I'm starting to work on building my own jig. I was planning on something very similar to the "simplest frame jig" on instructables, but I thought some inspiration might be helpful. If you have a minute, could you show me yours? 
Thanks!


----------



## zipzit (Aug 3, 2005)

I thought this was a great overview of jigs and fixtures...

zip.


----------



## alexmeade (Jan 4, 2012)

*Frame Jig*

Here's a shot of my setup. Inputs are: BB drop, CS length, front-center, fork rake, ST angle, HT angle, and distance to the bottom of the lower head lug. Close-ups here:

Flickr: ameade1's Photostream


----------



## adarn (Aug 11, 2009)

Sweet.

Zipzit, that is a good overview, its really nice to see the variations that people are coming up with.
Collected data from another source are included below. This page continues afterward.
PR #2585, opened 2021-07-07
fix(RangeSlider): Value reset due to intermediate rerender

mdodgelooker:
If `RangeSlider` is rendered inside a component with a "double re-render", e.g. one state variable is set due to the `onChange` being called, then another state variable is set in a `useEffect` as a result of the first state change, or certain implementations of redux can cause this, then it exposes a bug where the value is continually reverted: https://looker-open-source.github.io/components/canary/storybook/?path=/story/rangeslider--rerender-repro&globals=measureEnabled:false

My first attempt to fix this https://github.com/looker-open-source/components/pull/2174 introduced a different bug where the value would not respond to min/max changes.

This time around, my approach was to remove all the `// eslint-disable-next-line react-hooks/exhaustive-deps`, since breaking this rule does lead to confusing behavior (and the min/max bug I introduced), and add `useMemo` / `useCallback` as necessary.

To verify that this fix wouldn't introduce regressions in the core product, I created a test-only PR in that repo (see ticket comment).

### DIFF
--- a/packages/components/src/Form/Inputs/RangeSlider/RangeSlider.tsx
+++ b/packages/components/src/Form/Inputs/RangeSlider/RangeSlider.tsx
@@ -30,10 +30,10 @@ import React, {
   Ref,
   useState,
   KeyboardEvent,
-  useRef,
-  useEffect,
   useCallback,
+  useEffect,
   useMemo,
+  useRef,
 } from 'react'
 import {
   SpaceProps,
@@ -41,9 +41,8 @@ import {
   space,
   typography,
   TypographyProps,
-  width,
-  WidthProps,
 } from '@looker/design-tokens'
+import { WidthProps } from 'styled-system'
 import styled from 'styled-components'
 import sortBy from 'lodash/sortBy'
 import indexOf from 'lodash/indexOf'
@@ -252,7 +251,11 @@ export const InternalRangeSlider = forwardRef(
     const maxPos = ((maxValue - min) / (max - min)) * containerRect.width
     const fillWidth = maxPos - minPos
 
-    // Behavioral callbacks
+    /*
+     * Behavioral callbacks
+     * ------------------------------------------------------
+     */
+
     const roundSliderValue = partial(roundToStep, min, max, step)
 
     const focusChangedPoint = useCallback(
@@ -356,9 +359,11 @@ export const InternalRangeSlider = forwardRef(
       [handleMouseEvent]
     )
 
-    // Mouse down event (and re-measure the client rectangle values before calculating value).
-    // This ensures accurate calculation when slider has moved to new location on page due
-    // to asynchronous dom changes.
+    /*
+     * Mouse down event (and re-measure the client rectangle values before calculating value).
+     * This ensures accurate calculation when slider has moved to new location on page due
+     * to asynchronous dom changes.
+     */
     useEffect(() => {
       if (isMouseDown) {
         refreshDomRect() // re-measure rectangle when isMouseDown changes from false to true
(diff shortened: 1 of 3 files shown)


packages/components/src/Form/Inputs/RangeSlider/RangeSlider.tsx
```diff
@@ -187,6 +190,18 @@ export const InternalRangeSlider = forwardRef(
...
+    // (an array may be "new" even if the numbers haven't changed)
+    const valuePropMin = valueFromProps?.[0]
+    const valuePropMax = valueFromProps?.[1]
+    const valueProp = useMemo(() => {
+      if (valuePropMin === undefined || valuePropMax === undefined) {
+        return undefined
+      }
+      return [valuePropMin, valuePropMax]
+    }, [valuePropMin, valuePropMax])
+
```
mdodgelooker, line 203: With a value prop that's an array, the developer may not have gone to the trouble to have memoized it, so this component would see it as "new" every render, even if the numbers haven't changed. This bit ensures the memoization.

packages/components/src/Form/Inputs/RangeSlider/RangeSlider.tsx
```diff
@@ -197,14 +211,29 @@ export const InternalRangeSlider = forwardRef(
...
-    const [value, setValue] = useState(sort(boundedValue))
+    const [valueState, setValue] = useState(() => {
+      // make sure value array doesn't extend past min/max bounds
+      const boundedValue = boundValueProp(
+        min,
+        max,
+        valueProp || defaultValueProp
+      )
+      return sort(boundedValue)
+    })
```
mdodgelooker, line 227: Since the `boundedValueProp` and `sort` are only needed to get the initial value, the `useState` callback avoids calling them on subsequent renders.

packages/components/src/Form/Inputs/RangeSlider/RangeSlider.tsx
```diff
@@ -197,14 +211,29 @@ export const InternalRangeSlider = forwardRef(
...
+
+    // Create a more stable value state
+    // (an array may be "new" even if the numbers haven't changed)
+    const valueMin = valueState[0]
+    const valueMax = valueState[1]
+    const value = useMemo(() => {
+      return [valueMin, valueMax]
+    }, [valueMin, valueMax])
```
mdodgelooker, line 235: Also memoizing the `value` state since it's subject to the same "new without the numbers changing" issue as `valueProp`.

packages/components/src/Form/Inputs/RangeSlider/RangeSlider.tsx
```diff
@@ -312,53 +368,47 @@ export const InternalRangeSlider = forwardRef(
...
-      const boundedValue = boundValueProp(min, max, valueProp)
-      if (!isEqual(value, boundedValue)) {
-        setValue(sort(boundedValue))
+      const boundedValueProp = boundValueProp(min, max, valueProp)
+      if (
+        valueProp &&
+        !isEqual(value, boundedValueProp) &&
+        !isEqual(valueProp, previousValueProp)
+      ) {
+        setValue(sort(boundedValueProp))
```
mdodgelooker, line 399: Narrowing the condition here a bit to also check that the component is indeed controlled (`valueProp` isn't undefined) and `valueProp` has changed this render (with everything else now in the deps array, this will get checked more often).

packages/components/src/Form/Inputs/RangeSlider/RangeSlider.tsx
```diff
@@ -260,6 +291,7 @@ export const InternalRangeSlider = forwardRef(
           const newValue = sort([newPoint, value[unfocusedThumb]])
           focusChangedPoint(newValue, newPoint)
           setValue(newValue)
+          onChange?.(newValue)
```
mdodgelooker, line 294: Calling `onChange` explicitly now here and in `handleMouseEvent` since I narrowed the last `useEffect` a bit (see below) that used to be calling it any time the `value` state changed.

lukelooker (approved):
Played with the old vs. new and can't see the issue here or on the product-integration branch. LGTM!

dbchristopher (approved):
Wow, really phenomenal job debugging and tightening up all this logic! It all works great and seems absolutely bulletproof. You have a real mastery of all the intricacies of the react lifecycle hooks. 💯

mdodgelooker:
Aw thank you both!!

And Alex, your stuff looks very, very nice.


----------



## Blaster1200 (Feb 20, 2004)

Alex, what's the weight of that structure? It looks heavy!


----------



## alexmeade (Jan 4, 2012)

Blaster, I've not weighed it, but it's likely north of 100 pounds. All of the big flat parts are made from MIC6, but there's quite a bit of flat-ground steel and stainless in there as well. The fixture lays back flat on a pivot (not shown) and locks into the flat position for easier setup. It also can rotate freely in the plane of the frame for easier brazing access. Both axes of rotation are balanced, so the weight is not noticed.

Alex
Tools


----------



## kampgnar (Apr 13, 2007)

Not fully complete, but I'll throw this one into the mix.

More shots and info here


----------



## back40 (Apr 15, 2006)

Double Post


----------



## back40 (Apr 15, 2006)

This one I built about 10 years ago, now being used for carbon assembly. If I build another one I'd add more offset for better tacking access. I'd probably get all the parts waterjet cut from MIC6 plate as well.


----------



## fanzy4 (Aug 19, 2004)

Here's mine, Rexroth profiles (45x45 and 45x90) + some milled parts:


Jig 2.0 par Edelbikes, sur Flickr


----------



## dbohemian (Mar 25, 2007)

I find it interesting that for the most part people seemed to have coalesced around the plate type fixture. That is either a structure on the drive or non-drive that has bits that hold the frame offset from that.

There are other designs such as the beam type where there is a central beam along the bottom of the frame and you build upwards (many motorcycles jigs use this) or the picture frame jig. A very common design in the past. I believe Ant bikes uses this. Also, Doug Fattic's fitting jig which work from a surface plate and Alex Meade's simple fixturing solution from a surface is also excellent.

IMHO a solid, flat surface is a much more important thing to own initially than a dedicated frame jig. 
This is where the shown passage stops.